## Your task
Return, from the listing below, every line that includes "first".

## Data to use

PR #207, opened 2025-02-13
feat(keyring-snap-bridge): make account creation async

ccharly:
We now resume the Snap execution before persisting the account into the Snap keyring state.

This allows the Snap to have an existing account (once approved or not by the user, just like before), but this delays the actual account creation on the MetaMask clients (more specifically, the `AccountsController` in this case), which allows other controllers to react to the `AccountsController:accountCreated` event and to directly fetch account informations (assets/balances) from the Snap.

In the following example, the `SomeOtherController` cannot use the account because the account wasn't persisted by the Snap yet:
```ts
// Snap keyring methods
snap.createAccount = () => {
  const account = ...;
  
  await emitSnapKeyringEvent(AccountCreated, { account }); // -> This will trigger keyring.handleSnapkeyringEvent
  
  // Now persists the account (since we know MetaMask has accepted it).
  state.accounts.push(account);
}

// Snap keyring (on the MetaMask client)
keyring.handleSnapKeyringEvent = (message) => {
  ...
  switch (message.method) {
    case 'AccountCreated': {
      // Show some dialogs for the user
      if (dialog.accepted) {
        // At this point, Snap execution is still pending...
        await keyring.saveState(); // This will trigger AccountsController:accountAdded (see addNewAccount method in this example) event 
      }
    }
  ...
})

AccountsController.addNewAccount = (account) => {
  this.messenger.publish(`AccountsController:accountAdded`, account); // This will trigger SomeOtherController.onAccountAdded handler
}

SomeOtherController.onAccountAdded = (account) => {
  // !
  // ! Here was the problem, since the account was still not persisted onto the Snap.
  // !
  await this.getSnapClient(account.metadata.snap.id).listAccountAssets();
}
```

### DIFF
--- a/packages/keyring-snap-bridge/src/SnapKeyring.ts
+++ b/packages/keyring-snap-bridge/src/SnapKeyring.ts
@@ -207,6 +207,11 @@ export class SnapKeyring extends EventEmitter {
       displayConfirmation,
     } = message.params;
 
+    // READ THIS CAREFULLY:
+    // ------------------------------------------------------------------------
+    // The account creation flow is now asynchronous. We expect the Snap to
+    // first create its account data and then fire the "AccountCreated" event.
+
     // Potentially migrate the account.
     const account = transformAccount(newAccountFromEvent);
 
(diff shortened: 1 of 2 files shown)


ccharly:
@metamaskbot publish-previews

ccharly:
@metamaskbot publish-previews

packages/keyring-snap-bridge/src/SnapKeyring.ts
```diff
@@ -207,6 +207,11 @@ export class SnapKeyring extends EventEmitter {
       displayConfirmation,
     } = message.params;
 
+    // READ THIS CAREFULLY:
+    // ------------------------------------------------------------------------
+    // The account creation flow is now asynchronous. We expect the Snap to
+    // first create its account data and then fire the "AccountCreated" event.
```
danroc, line 213:
```suggestion
    // first create the account data and then fire the "AccountCreated" event.
```

packages/keyring-snap-bridge/src/SnapKeyring.ts
```diff
@@ -224,18 +229,40 @@ export class SnapKeyring extends EventEmitter {
       throw new Error(`Account '${account.id}' already exists`);
     }
 
+    // Add the account on the keyring, but wait for the MetaMask client to first
+    // approve this first.
```
danroc, line 233:
```suggestion
    // Add the account to the keyring, but wait for the MetaMask client to
    // approve the account creation first.
```

packages/keyring-snap-bridge/src/SnapKeyring.ts
```diff
@@ -224,18 +229,40 @@ export class SnapKeyring extends EventEmitter {
...
     await this.#callbacks.addAccount(
       address,
       snapId,
+      // This callback is passed to the MetaMask client, it will be called whenever
+      // the end user will accept or not the account creation.
       async (accepted: boolean) => {
         if (accepted) {
+          // We only consider the account to be created on the Snap keyring only if
```
danroc, line 241:
```suggestion
          // We consider the account to be created on the Snap keyring only if
```

danroc (approved):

## Written answer
+    // first create its account data and then fire the "AccountCreated" event.
+    // first create its account data and then fire the "AccountCreated" event.
    // first create the account data and then fire the "AccountCreated" event.
+    // Add the account on the keyring, but wait for the MetaMask client to first
+    // approve this first.
    // approve the account creation first.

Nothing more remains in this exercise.